I read that today and it gave me chills. I pray so hard for family and friends who can't say I am a sinner saved by grace. It breaks my heart that one day...and I feel that day will be sooooon, I will be in Heaven and will know they are not there. Life is so fleeting, how did this year go by so fast and 2008 is around the corner!!!
Every day is different, the level of pain is pretty consistent but I have started to learn how to sit...how to stand, how to even lay and the pain is still there but not as sharp and not tear-producing. It means I guess that I can tolerate most things, and to a point function a little better. Mondays and sometimes Tuesdays are better days - because my soul and heart are refreshed on Sunday and it carries over. But usually by Wednesday I am a big fat sad sack again looking at all the trials and physical/emotional/ pain I am dealing with. That sly devil sure knows my time schedule too...by Friday he has me spinning in circles sometimes.

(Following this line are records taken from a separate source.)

PR #1182, opened 2016-11-16
[REEF-1669]Removing YarnClient from YarnContainerManager

jwang98052:
Currently we have both YarnClient and resourceManager (AMRMClientAsync) in YarnContainerManager. We call init() and start() for both of them. But inside driver, we are not able to get correct YarnConfiguration for YarnClient, that makes yarnClient.getNodeReports() fail to connect to RM.

In YarnContainerManager, we already have onNodesUpdated() which gives the list of the NodeReports on the fly.  yarnClient.getNodeReports() was called at beginning and it only gives a static list. So looks like we don't need to call it anyway.

Based on RM folks, REEF should not use YarnClient at driver side. This PR is to remove YarnClient from YarnContainerManager. It also added some logs for environment variables with a lower log level or debug.

JIRA: [REEF-1669](https://issues.apache.org/jira/browse/REEF-1669)
This closes  #

### DIFF
--- a/lang/java/reef-runtime-yarn/src/main/java/org/apache/reef/runtime/yarn/YarnClasspathProvider.java
+++ b/lang/java/reef-runtime-yarn/src/main/java/org/apache/reef/runtime/yarn/YarnClasspathProvider.java
@@ -156,11 +156,11 @@ public final class YarnClasspathProvider implements RuntimeClasspathProvider {
     return this.classPathSuffix;
   }
 
-  private void logEnvVariable() {
+  private static void logEnvVariable() {
     if (LOG.isLoggable(CLASSPATH_LOG_LEVEL)) {
-      Map<String, String> map = System.getenv();
-      for (Map.Entry<String, String> entry : map.entrySet()) {
-        LOG.log(CLASSPATH_LOG_LEVEL, "Environment Variable: Key: " + entry.getKey() + "   Value: " + entry.getValue());
+      for (final Map.Entry<String, String> entry : System.getenv().entrySet()) {
+        LOG.log(CLASSPATH_LOG_LEVEL, "Environment variable: Key: {0}, Value: {1}.",
+            new Object[]{entry.getKey(), entry.getValue()});
       }
     }
   }
--- a/lang/java/reef-runtime-yarn/src/main/java/org/apache/reef/runtime/yarn/YarnClasspathProvider.java
+++ b/lang/java/reef-runtime-yarn/src/main/java/org/apache/reef/runtime/yarn/YarnClasspathProvider.java
@@ -27,6 +27,7 @@ import org.apache.reef.util.Optional;
 
 import javax.inject.Inject;
 import java.util.List;
+import java.util.Map;
 import java.util.logging.Level;
 import java.util.logging.Logger;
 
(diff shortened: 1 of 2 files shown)


jwang98052:
@motus Please have a review. Thanks!

lang/java/reef-runtime-yarn/src/main/java/org/apache/reef/runtime/yarn/YarnClasspathProvider.java
```diff
@@ -153,6 +156,14 @@
     return this.classPathSuffix;
   }
 
+  private void logEnvVariable() {
+    if (LOG.isLoggable(CLASSPATH_LOG_LEVEL)) {
+      Map<String, String> map = System.getenv();
+      for (Map.Entry<String, String> entry : map.entrySet()) {
+        LOG.log(CLASSPATH_LOG_LEVEL, "Environment Variable: Key: " + entry.getKey() + "   Value: " + entry.getValue());
```
motus: use `{0}` syntax for logging

lang/java/reef-runtime-yarn/src/main/java/org/apache/reef/runtime/yarn/YarnClasspathProvider.java
```diff
@@ -153,6 +156,14 @@
     return this.classPathSuffix;
   }
 
+  private void logEnvVariable() {
+    if (LOG.isLoggable(CLASSPATH_LOG_LEVEL)) {
+      Map<String, String> map = System.getenv();
+      for (Map.Entry<String, String> entry : map.entrySet()) {
```
motus: final

lang/java/reef-runtime-yarn/src/main/java/org/apache/reef/runtime/yarn/YarnClasspathProvider.java
```diff
@@ -153,6 +156,14 @@
     return this.classPathSuffix;
   }
 
+  private void logEnvVariable() {
```
motus: method can be static

lang/java/reef-runtime-yarn/src/main/java/org/apache/reef/runtime/yarn/YarnClasspathProvider.java
```diff
@@ -153,6 +156,14 @@
...
+    if (LOG.isLoggable(CLASSPATH_LOG_LEVEL)) {
+      Map<String, String> map = System.getenv();
```
motus: make variable final - or, better yet, just write 
`for(final Map.Entry<String, String> entry : System.getenv().entrySet())`

lang/java/reef-runtime-yarn/src/main/java/org/apache/reef/runtime/yarn/driver/YarnContainerManager.java
```diff
@@ -63,7 +63,6 @@
 
   private static final String RUNTIME_NAME = "YARN";
 
-  private final YarnClient yarnClient = YarnClient.createYarnClient();
```
motus: do we still need
`import org.apache.hadoop.yarn.client.api.YarnClient;`
after this change?

jwang98052:
@motus I have addressed your review comments.

jwang98052:
@markusweimer Would you like to review it?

Yesterday the pastor preached on Revelation 20:10 - And the devil that deceived them was cast into the lake of fire and brimstone, where the beast and the false prophet are, and shall be tormented day and night for ever and ever. AMEN AMEN AMEN...he has put me through enough and he deserves this and I hope for one minute I can look at him and go neener neener!

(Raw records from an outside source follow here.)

PR #1184, opened 2016-11-18
[REEF-1673] Unify AssemblyInfo information across projects

tcNickolas:
This change makes all projects use empty AssemblyCompany and AssemblyTrademark
fields and "Copyright © 2016" in AssemblyCopyright field.

JIRA:
  [REEF-1673](https://issues.apache.org/jira/browse/REEF-1673)

Pull request:
  This closes #

Please let me know if we should use different values for these fields across all projects.


markusweimer:
+1 on this change. However, wouldn't it be even better to share *one* `AssemblyInfo.cs` across all projects to make it impossible for future divergence?

jwang98052:
But each assembly has different title and description which cannot be shared. Unless we can split the context to do partial sharing.

tcNickolas:
It would be better but it takes time to figure out how to do it, since part of the fields shouldn't be shared. Right now I wanted to unify shared values to use so that newly created projects (#1181) would use correct values and not introduce more divergence right now.

lang/cs/Org.Apache.REEF.IMRU.Tests/Properties/AssemblyInfo.cs
```diff
@@ -21,10 +21,10 @@
 [assembly: AssemblyTitle("Org.Apache.REEF.IMRU.Tests")]
 [assembly: AssemblyDescription("Tests for Iterative Map Reduce Update (IMRU) API for REEF")]
 [assembly: AssemblyConfiguration("")]
-[assembly: AssemblyCompany("The Apache Software Foundation.")]
+[assembly: AssemblyCompany("")]
```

I am so tired, I don't know what to do other than to pray and to keep my eyes on Him. It is so hard though, every movement almost producing pain. I am tired of complaining, as much as some are tired of hearing about it. I have really tried not to even talk to people about it anymore...I know they are sick of it! People ask...how are you and I quickly say fine...they are well meaning I am sure but they REALLY don't wanna know!
Christmas is coming, I want to share it with our child...at this point by any means. I question if we will be able to adopt with my health as it is...who would want to give a child to someone like me???? Why is it when you are feeling as low as seemingly possible you think of all these things? My birthday is next month and I will be 39...yes, 39 and I am screaming inside...we have waited TOOO long, it is over we will never be parents....not only are we too old - oh my gosh how would I take care of a child when I can't take care of myself...which makes all this even worse because I want to know why God would allow this all to be on my plate. UGH...pity party over...pick your coats up at the door.

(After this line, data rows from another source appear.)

PR #1205, opened 2016-12-15
[REEF-1492] Properly handle exception in ResultHandler.Dispose()

jwang98052:
Currentlythere are a few issues in about ResultHandler.Dispose()

* The sample implementation of ResultHandler uploads local file to remote in Dispose method, that is not right. Because in recovery scenarios, Dispose can be called in each retry with no result written to local file yet. The uploading should be only executed after the result is written to the local file.
* Dispose method should release resource only instead of containing complex logic so that to reduce the chance of failure.
* ResultHandler.Dispose()  is called in FinallyBlock() method in TaskHost. It should be called in Task.Dispose so that the same exception handling logic will be shared with Task.Dispose()

This PR is to fix those issues.

JIRA: [REEF-1492](https://issues.apache.org/jira/browse/REEF-1492)
This closes  #

### DIFF
--- a/lang/cs/Org.Apache.REEF.IMRU/OnREEF/ResultHandler/WriteResultHandler.cs
+++ b/lang/cs/Org.Apache.REEF.IMRU/OnREEF/ResultHandler/WriteResultHandler.cs
@@ -40,7 +40,12 @@ namespace Org.Apache.REEF.IMRU.OnREEF.ResultHandler
         private readonly IStreamingCodec<TResult> _resultCodec;
         private readonly IFileSystem _fileSystem;
         private readonly string _remoteFileName;
-        private readonly string _localFilename;
+        private string _localFilename;
+
+        /// <summary>
+        /// Locks for dispose 
+        /// </summary>
+        private readonly object _disposeLock = new object();
 
         [Inject]
         private WriteResultHandler(
@@ -66,13 +71,13 @@ namespace Org.Apache.REEF.IMRU.OnREEF.ResultHandler
             }
 
             WriteOutput(value);
+            UploadResultFile();
         }
 
         /// <summary>
-        /// Handles what to do on completion
-        /// In this case write to remote location
+        /// Upload local file to remote using the FileSystem
         /// </summary>
-        public void Dispose()
+        private void UploadResultFile()
         {
             if (string.IsNullOrWhiteSpace(_remoteFileName))
             {
@@ -84,10 +89,29 @@ namespace Org.Apache.REEF.IMRU.OnREEF.ResultHandler
             if (_fileSystem.Exists(remoteUri))
             {
                 Exceptions.Throw(
-                    new Exception(string.Format("Output Uri: {0} already exists", remoteUri)), Logger);
+                    new Exception(string.Format("Output Uri: {0} already exists", remoteUri)),
+                    Logger);
             }
 
             _fileSystem.CopyFromLocal(_localFilename, remoteUri);
+        }
+
+        /// <summary>
+        /// Delete local file
+        /// </summary>
+        public void Dispose()
+        {
+            if (_localFilename != null)
+            {
+                lock (_disposeLock)
+                {
+                    if (_localFilename != null)
+                    {
+                        File.Delete(_localFilename);
+                        _localFilename = null;
+                    }
+                }
+            }
         }
 
         private string GenerateLocalFilename()
--- a/lang/cs/Org.Apache.REEF.IMRU/OnREEF/ResultHandler/WriteResultHandler.cs
+++ b/lang/cs/Org.Apache.REEF.IMRU/OnREEF/ResultHandler/WriteResultHandler.cs
@@ -42,11 +42,6 @@ namespace Org.Apache.REEF.IMRU.OnREEF.ResultHandler
         private readonly string _remoteFileName;
         private string _localFilename;
 
-        /// <summary>
-        /// Locks for dispose 
-        /// </summary>
-        private readonly object _disposeLock = new object();
-
         [Inject]
         private WriteResultHandler(
             IStreamingCodec<TResult> resultCodec,
@@ -103,14 +98,8 @@ namespace Org.Apache.REEF.IMRU.OnREEF.ResultHandler
         {
             if (_localFilename != null)
             {
-                lock (_disposeLock)
-                {
-                    if (_localFilename != null)
-                    {
-                        File.Delete(_localFilename);
-                        _localFilename = null;
-                    }
-                }
+                File.Delete(_localFilename);
+                _localFilename = null;
             }
         }
 
--- a/lang/cs/Org.Apache.REEF.Tests/Functional/IMRU/TestExceptionInResultHandlerDispose.cs
+++ b/lang/cs/Org.Apache.REEF.Tests/Functional/IMRU/TestExceptionInResultHandlerDispose.cs
@@ -17,7 +17,6 @@
 
 using System;
 using System.Diagnostics;
-using System.Runtime.InteropServices;
 using Org.Apache.REEF.IMRU.API;
 using Org.Apache.REEF.IMRU.OnREEF.Driver;
 using Org.Apache.REEF.Tang.Annotations;
@@ -48,7 +47,7 @@ namespace Org.Apache.REEF.Tests.Functional.IMRU
 
             string testFolder = DefaultRuntimeFolder + TestId;
             TestBroadCastAndReduce(false, numTasks, chunkSize, dims, iterations, mapperMemory, updateTaskMemory, numberOfRetryInRecovery, testFolder);
-            string[] lines = ReadLogFile(DriverStdout, "driver", testFolder, 360);
+            string[] lines = ReadLogFile(DriverStdout, "driver", testFolder, 120);
             var completedTaskCount = GetMessageCount(lines, "Received ICompletedTask");
             var failedEvaluatorCount = GetMessageCount(lines, FailedEvaluatorMessage);
             var failedTaskCount = GetMessageCount(lines, FailedTaskMessage);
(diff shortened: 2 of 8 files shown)


tcNickolas:
We will also need to update any user code which uses IMRU to do result upload to remote in `ResultHandler.HandleResult()` instead of `Dispose()`, right? Or does current user code use our result handler?

lang/cs/Org.Apache.REEF.IMRU/OnREEF/ResultHandler/WriteResultHandler.cs
```diff
@@ -84,12 +89,31 @@ public void Dispose()
...
 
             _fileSystem.CopyFromLocal(_localFilename, remoteUri);
         }
 
+        /// <summary>
+        /// Delete local file
+        /// </summary>
+        public void Dispose()
+        {
+            if (_localFilename != null)
```
tcNickolas: Do we need double check for `null` here? Once inside the lock should be sufficient

lang/cs/Org.Apache.REEF.IMRU/OnREEF/ResultHandler/WriteResultHandler.cs
```diff
@@ -84,12 +89,31 @@ public void Dispose()
...
+            {
+                lock (_disposeLock)
```
tcNickolas: `_resultHandler.Dispose()` is called only in `UpdateTaskHost.Dispose()`, which seems to have lock of its own (`Interlocked.Exchange == 0` is supposed to be entered only once, after that it will be only 1). Do we need this lock here?

lang/cs/Org.Apache.REEF.Tests/Functional/IMRU/TestExceptionInResultHandlerDispose.cs
```diff
@@ -0,0 +1,164 @@
...
+// Unless required by applicable law or agreed to in writing,
+// software distributed under the License is distributed on an
+// "AS IS" BASIS, WITHOUT WARRANTIES OR CONDITIONS OF ANY
+// KIND, either express or implied.  See the License for the
+// specific language governing permissions and limitations
+// under the License.
+
+using System;
+using System.Diagnostics;
+using System.Runtime.InteropServices;
```
tcNickolas: unused import

lang/cs/Org.Apache.REEF.Tests/Functional/IMRU/TestExceptionInResultHandlerDispose.cs
```diff
@@ -0,0 +1,164 @@
...
+            int dims = 10;
+            int iterations = 10;
+            int mapperMemory = 5120;
+            int updateTaskMemory = 5120;
+            int numTasks = 4;
+            int numberOfRetryInRecovery = 4;
+
+            string testFolder = DefaultRuntimeFolder + TestId;
+            TestBroadCastAndReduce(false, numTasks, chunkSize, dims, iterations, mapperMemory, updateTaskMemory, numberOfRetryInRecovery, testFolder);
+            string[] lines = ReadLogFile(DriverStdout, "driver", testFolder, 360);
```
tcNickolas: Does this test actually need 6 minutes to complete? If not, I'd like to use a lower value, so that in case of any problems it times out faster

lang/cs/Org.Apache.REEF.Tests/Functional/IMRU/TestExceptionInResultHandlerDispose.cs
```diff
@@ -0,0 +1,164 @@
...
+            public void HandleResult(TResult result)
+            {
+            }
+
+            /// <summary>
+            /// Simulate exception 
+            /// </summary>
+            public void Dispose()
+            {
+                Logger.Log(Level.Info, "Simulate exception in ResultHandlerWithException.Dispose.");
```
tcNickolas: This should be warning

lang/cs/Org.Apache.REEF.Tests/Functional/IMRU/TestExceptionInResultHandlerDispose.cs
```diff
@@ -0,0 +1,164 @@
...
+        {
+            return TangFactory.GetTang().NewConfigurationBuilder()
+                    .BindImplementation(GenericType<IIMRUResultHandler<int[]>>.Class, GenericType<ResultHandlerWithException<int[]>>.Class)
+                    .Build();
+        }
+
+        /// <summary>
+        /// An implementation of IIMRUResultHandler that throws exception in Dispose()
+        /// </summary>
+        /// <typeparam name="TResult"></typeparam>
```
tcNickolas: Please remove empty tags in the file

lang/cs/Org.Apache.REEF.Tests/Functional/IMRU/TestFailedMapperWithFailedResultHandlerInDispose.cs
```diff
@@ -0,0 +1,248 @@
...
+using Org.Apache.REEF.Tang.Implementations.Configuration;
+using Org.Apache.REEF.Tang.Implementations.Tang;
+using Org.Apache.REEF.Tang.Interface;
+using Org.Apache.REEF.Tang.Util;
+using Xunit;
+
+namespace Org.Apache.REEF.Tests.Functional.IMRU
+{
+    [Collection("FunctionalTests")]
+    public class TestFailedMapperWithFailedResultHandlerInDispose : IMRUBrodcastReduceTestBase
```
tcNickolas: Please use uniform name for the test: `TestFailMapperEvaluatorsWithFailedResultHandlerOnDispose`

tcNickolas: Is it possible to inherit this test from `TestFailMapperEvaluators` to reduce the number of configurations that need to be listed explicitly here, like we do with `TestFailMapperEvaluatorsOnDispose` and `TestFailMapperEvaluatorsOnInit`?

lang/cs/Org.Apache.REEF.Tests/Functional/IMRU/TestExceptionInResultHandlerDispose.cs
```diff
@@ -0,0 +1,164 @@
...
+            TestBroadCastAndReduce(false, numTasks, chunkSize, dims, iterations, mapperMemory, updateTaskMemory, numberOfRetryInRecovery, testFolder);
+            string[] lines = ReadLogFile(DriverStdout, "driver", testFolder, 360);
+            var completedTaskCount = GetMessageCount(lines, "Received ICompletedTask");
+            var failedEvaluatorCount = GetMessageCount(lines, FailedEvaluatorMessage);
+            var failedTaskCount = GetMessageCount(lines, FailedTaskMessage);
+            var jobSuccess = GetMessageCount(lines, IMRUDriver<int[], int[], int[], int[]>.DoneActionPrefix);
+
+            // Master evaluator will fail after master task is completed. Depending on how quick the driver dispose contexts after the master task complete,
+            // driver may or may not receive the IFailedEvalautor event. 
+            Assert.True(failedEvaluatorCount == 0 || failedEvaluatorCount == 1);
```
tcNickolas: `Assert.True(failedEvaluatorCount <= 1);`

jwang98052:
I have updated the user code as well.  It is in separate source depot.

lang/cs/Org.Apache.REEF.Tests/Functional/IMRU/TestFailedMapperWithFailedResultHandlerInDispose.cs
tcNickolas: I don't recall it right away, but this should be doable, our other tests are using the same technique. If you can update the pull request with other comments, I can try and see how to make it work

jwang98052:

tcNickolas:
AppVeyor has a failure of the new test: https://ci.appveyor.com/project/ApacheSoftwareFoundation/reef/build/1236-master/job/709ihjeijd26hn4t/tests

It expected to get 3 failed evaluators (two mappers and one update), but got only 2. Is our check still too strict?

jwang98052:
Yes, the last one is in Dispose. Driver may shut down before receiving it. I just relaxed the checking little bit.

lang/cs/Org.Apache.REEF.Tests/Functional/IMRU/TestExceptionInResultHandlerDispose.cs
```diff
@@ -0,0 +1,158 @@
...
+            int iterations = 10;
+            int mapperMemory = 5120;
+            int updateTaskMemory = 5120;
+            int numTasks = 4;
+            int numberOfRetryInRecovery = 4;
+            TestBroadCastAndReduce(false, numTasks, chunkSize, dims, iterations, mapperMemory, updateTaskMemory, numberOfRetryInRecovery);
+        }
+
+        /// <summary>
+        /// This method defines event handlers for driver. As default, it uses all the handlers defined in IMRUDriver.Logger.Log(Level.Info, "Simulate exception in Resu
```
tcNickolas: `Logger.Log(Level.Info, "Simulate exception in Resu` seems to be an accidental paste

tcNickolas:
I've modified the test to be inherited from `TestFailMapperEvaluators`: https://github.com/apache/reef/compare/master...tcNickolas:PR-1205. I didn't run into any issues. As a guess, the problem might've been the test name - the name of the child test in the new class must be the same as in the parent, otherwise it won't be an override.

jwang98052:
Test updated.

tcNickolas:
LGTM. I'll clean up some empty tags in files touched by this change, test and merge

I know this is a mish mash of thoughts and feelings...woke up to that time of the month and it is just another reminder I am not a mother. I tried to bend over to pick up the dog and it isn't happening...SIGH.
OK, gotta get this day going...got to get my house ready for Christmas...dinner is here this year. I have to get all the rooms perfect - or close to it so I won't be so stressed that week before. I also need to send out some invites and call some people. Mom isn't up to doing it and the house there isn't ready sooooooo Hello me! I don't mind though, excited that Daddy's brother and his wife and family are wanting to participate!